RECORDS FOR THIS EXERCISE
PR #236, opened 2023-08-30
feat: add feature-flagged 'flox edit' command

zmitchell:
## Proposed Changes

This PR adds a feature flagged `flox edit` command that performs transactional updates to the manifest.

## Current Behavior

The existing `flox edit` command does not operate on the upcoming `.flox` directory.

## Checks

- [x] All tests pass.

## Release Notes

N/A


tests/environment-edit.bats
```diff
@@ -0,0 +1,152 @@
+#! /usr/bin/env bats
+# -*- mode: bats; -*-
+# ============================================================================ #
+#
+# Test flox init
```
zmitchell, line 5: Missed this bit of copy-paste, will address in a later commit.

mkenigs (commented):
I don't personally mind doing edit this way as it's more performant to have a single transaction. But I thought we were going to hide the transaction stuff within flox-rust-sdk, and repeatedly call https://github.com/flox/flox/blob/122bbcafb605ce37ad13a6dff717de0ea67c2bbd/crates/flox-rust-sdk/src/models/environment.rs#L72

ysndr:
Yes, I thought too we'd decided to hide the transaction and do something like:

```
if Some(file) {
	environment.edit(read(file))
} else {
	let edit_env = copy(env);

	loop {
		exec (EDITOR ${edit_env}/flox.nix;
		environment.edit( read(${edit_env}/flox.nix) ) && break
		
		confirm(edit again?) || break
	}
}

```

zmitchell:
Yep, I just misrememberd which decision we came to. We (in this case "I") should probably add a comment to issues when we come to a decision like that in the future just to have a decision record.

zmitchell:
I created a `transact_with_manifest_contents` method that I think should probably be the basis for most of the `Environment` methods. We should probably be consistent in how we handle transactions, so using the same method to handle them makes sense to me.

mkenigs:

* * *

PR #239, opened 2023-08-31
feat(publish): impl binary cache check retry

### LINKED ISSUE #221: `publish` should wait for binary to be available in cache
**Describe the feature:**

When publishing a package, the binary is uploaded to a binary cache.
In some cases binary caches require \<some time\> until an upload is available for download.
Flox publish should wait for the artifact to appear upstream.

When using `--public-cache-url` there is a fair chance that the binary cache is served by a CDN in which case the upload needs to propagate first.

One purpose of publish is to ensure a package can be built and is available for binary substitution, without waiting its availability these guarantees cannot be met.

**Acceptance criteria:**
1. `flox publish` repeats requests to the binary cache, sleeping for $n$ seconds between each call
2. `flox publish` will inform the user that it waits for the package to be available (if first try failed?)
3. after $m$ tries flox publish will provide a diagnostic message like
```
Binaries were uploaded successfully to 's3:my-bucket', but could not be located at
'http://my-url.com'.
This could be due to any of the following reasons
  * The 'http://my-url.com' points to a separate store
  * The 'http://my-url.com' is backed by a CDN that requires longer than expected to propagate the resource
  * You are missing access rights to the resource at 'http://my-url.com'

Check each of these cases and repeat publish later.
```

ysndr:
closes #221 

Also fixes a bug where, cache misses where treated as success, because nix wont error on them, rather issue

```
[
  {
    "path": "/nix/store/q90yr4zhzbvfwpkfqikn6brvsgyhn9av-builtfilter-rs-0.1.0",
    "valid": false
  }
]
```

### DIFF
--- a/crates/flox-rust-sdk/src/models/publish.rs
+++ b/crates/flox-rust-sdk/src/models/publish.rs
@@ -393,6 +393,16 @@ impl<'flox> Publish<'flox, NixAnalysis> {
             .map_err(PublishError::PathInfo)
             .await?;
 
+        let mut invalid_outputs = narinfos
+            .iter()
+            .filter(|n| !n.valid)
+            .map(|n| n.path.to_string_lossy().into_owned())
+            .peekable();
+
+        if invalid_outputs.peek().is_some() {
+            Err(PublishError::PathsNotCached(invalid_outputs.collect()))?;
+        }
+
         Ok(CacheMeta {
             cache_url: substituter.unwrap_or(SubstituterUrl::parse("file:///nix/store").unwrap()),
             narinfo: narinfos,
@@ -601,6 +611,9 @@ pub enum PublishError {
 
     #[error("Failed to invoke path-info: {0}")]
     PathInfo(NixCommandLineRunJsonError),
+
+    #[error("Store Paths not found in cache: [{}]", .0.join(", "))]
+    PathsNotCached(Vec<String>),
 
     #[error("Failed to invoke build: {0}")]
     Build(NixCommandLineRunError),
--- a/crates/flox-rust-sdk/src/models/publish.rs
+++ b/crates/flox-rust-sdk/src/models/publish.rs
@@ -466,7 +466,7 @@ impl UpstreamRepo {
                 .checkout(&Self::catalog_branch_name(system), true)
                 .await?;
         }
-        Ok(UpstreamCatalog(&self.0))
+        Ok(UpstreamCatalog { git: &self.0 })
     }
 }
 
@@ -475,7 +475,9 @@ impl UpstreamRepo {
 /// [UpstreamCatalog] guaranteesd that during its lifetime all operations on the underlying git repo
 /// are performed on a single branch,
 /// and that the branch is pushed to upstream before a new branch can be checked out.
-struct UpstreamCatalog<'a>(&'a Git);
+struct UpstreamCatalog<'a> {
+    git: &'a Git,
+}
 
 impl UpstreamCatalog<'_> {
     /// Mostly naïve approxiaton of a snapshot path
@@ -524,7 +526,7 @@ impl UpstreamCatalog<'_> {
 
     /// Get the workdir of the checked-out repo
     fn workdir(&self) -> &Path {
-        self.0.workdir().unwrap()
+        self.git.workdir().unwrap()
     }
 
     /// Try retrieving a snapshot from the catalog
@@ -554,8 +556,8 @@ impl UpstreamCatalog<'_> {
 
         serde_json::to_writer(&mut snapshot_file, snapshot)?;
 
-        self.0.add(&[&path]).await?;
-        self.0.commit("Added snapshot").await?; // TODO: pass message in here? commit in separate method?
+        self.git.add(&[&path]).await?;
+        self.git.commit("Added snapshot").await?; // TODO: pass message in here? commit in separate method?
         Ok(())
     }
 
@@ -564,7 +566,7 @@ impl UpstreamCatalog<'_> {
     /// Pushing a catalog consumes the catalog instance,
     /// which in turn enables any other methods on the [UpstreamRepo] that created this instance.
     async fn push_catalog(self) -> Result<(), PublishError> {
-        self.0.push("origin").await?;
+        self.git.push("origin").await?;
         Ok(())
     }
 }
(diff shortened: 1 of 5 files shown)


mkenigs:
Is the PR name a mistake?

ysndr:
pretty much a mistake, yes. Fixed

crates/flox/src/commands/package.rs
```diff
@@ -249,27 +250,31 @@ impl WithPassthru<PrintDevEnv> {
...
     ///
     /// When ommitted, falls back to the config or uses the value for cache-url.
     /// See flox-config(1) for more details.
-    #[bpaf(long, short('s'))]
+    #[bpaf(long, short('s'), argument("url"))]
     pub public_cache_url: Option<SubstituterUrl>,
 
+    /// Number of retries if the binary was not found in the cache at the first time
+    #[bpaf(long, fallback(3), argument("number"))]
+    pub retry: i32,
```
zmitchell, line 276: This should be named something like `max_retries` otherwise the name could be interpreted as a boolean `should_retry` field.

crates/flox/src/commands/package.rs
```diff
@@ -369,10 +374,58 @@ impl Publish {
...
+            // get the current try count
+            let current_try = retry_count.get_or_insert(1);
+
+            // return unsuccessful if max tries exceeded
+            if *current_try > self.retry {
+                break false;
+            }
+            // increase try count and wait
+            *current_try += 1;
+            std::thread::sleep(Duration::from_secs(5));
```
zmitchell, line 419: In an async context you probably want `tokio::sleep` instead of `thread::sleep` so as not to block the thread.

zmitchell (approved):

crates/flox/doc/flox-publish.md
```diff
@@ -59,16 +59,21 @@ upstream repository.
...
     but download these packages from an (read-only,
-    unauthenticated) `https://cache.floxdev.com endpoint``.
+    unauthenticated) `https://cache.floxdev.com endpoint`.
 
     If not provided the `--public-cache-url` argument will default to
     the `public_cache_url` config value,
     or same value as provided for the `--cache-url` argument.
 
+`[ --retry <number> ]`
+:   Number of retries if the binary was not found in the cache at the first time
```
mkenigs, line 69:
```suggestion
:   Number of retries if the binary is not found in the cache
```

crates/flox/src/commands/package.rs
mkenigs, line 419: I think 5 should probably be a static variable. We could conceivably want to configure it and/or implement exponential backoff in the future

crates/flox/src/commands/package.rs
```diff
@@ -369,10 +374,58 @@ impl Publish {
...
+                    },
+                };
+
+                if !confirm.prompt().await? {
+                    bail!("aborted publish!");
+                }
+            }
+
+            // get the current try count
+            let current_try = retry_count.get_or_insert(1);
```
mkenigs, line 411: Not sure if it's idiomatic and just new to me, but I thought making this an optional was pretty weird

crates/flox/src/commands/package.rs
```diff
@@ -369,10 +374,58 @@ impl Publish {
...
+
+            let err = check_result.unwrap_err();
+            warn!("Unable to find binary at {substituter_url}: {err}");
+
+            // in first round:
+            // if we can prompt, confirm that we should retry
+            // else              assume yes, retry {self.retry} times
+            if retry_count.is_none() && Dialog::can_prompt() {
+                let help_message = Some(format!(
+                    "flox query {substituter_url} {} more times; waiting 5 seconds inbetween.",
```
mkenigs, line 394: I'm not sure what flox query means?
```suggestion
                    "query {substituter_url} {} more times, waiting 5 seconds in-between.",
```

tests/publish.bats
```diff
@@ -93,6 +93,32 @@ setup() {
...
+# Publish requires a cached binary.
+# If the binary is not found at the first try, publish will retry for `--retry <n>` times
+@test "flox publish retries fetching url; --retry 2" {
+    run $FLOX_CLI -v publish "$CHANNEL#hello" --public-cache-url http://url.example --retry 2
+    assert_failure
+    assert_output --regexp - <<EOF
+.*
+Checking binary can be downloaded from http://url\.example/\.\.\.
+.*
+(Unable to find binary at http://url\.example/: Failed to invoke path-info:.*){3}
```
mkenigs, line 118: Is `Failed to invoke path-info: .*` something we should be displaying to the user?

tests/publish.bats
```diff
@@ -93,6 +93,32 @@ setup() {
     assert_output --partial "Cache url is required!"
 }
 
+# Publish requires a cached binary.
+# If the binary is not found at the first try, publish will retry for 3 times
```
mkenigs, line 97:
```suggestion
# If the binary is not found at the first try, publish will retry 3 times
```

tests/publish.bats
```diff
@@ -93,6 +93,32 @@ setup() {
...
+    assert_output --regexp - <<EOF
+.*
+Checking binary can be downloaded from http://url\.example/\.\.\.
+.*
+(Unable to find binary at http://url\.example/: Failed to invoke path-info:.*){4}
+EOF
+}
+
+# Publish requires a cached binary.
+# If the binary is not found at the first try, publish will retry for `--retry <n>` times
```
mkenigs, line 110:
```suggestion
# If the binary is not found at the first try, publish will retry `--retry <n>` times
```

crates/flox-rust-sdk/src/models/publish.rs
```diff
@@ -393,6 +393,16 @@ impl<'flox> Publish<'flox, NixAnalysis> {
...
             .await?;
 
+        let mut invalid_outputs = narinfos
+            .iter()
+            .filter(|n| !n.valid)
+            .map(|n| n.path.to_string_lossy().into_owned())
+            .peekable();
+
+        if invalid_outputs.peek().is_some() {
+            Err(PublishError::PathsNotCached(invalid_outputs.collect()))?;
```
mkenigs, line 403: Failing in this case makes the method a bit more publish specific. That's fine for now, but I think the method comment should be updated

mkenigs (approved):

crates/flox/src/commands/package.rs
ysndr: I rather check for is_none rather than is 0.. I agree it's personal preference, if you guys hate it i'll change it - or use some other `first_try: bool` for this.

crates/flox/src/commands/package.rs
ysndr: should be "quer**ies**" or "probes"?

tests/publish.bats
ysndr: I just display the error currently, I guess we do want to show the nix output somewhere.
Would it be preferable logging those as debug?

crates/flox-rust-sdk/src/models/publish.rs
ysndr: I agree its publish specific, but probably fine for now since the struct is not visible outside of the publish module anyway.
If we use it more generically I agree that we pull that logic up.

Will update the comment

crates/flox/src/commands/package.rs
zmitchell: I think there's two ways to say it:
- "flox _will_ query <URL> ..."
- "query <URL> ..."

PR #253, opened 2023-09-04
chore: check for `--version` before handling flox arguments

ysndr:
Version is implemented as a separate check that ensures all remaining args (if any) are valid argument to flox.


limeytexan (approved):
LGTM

==

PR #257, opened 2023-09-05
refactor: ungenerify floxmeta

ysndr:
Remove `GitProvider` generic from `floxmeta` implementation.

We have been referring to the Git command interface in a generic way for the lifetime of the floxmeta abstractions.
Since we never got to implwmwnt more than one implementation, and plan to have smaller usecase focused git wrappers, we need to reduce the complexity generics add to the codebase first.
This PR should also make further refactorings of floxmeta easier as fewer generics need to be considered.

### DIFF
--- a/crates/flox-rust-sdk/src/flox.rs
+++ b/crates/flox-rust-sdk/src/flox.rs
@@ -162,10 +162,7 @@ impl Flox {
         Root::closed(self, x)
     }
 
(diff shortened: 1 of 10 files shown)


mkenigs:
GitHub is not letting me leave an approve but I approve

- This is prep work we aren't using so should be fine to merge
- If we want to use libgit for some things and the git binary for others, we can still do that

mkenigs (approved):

ABOUT THIS TASK
Look over the data and work out how many lines include the word "floxdev"; reply with the number only.

OUTPUT OF THE TASK
2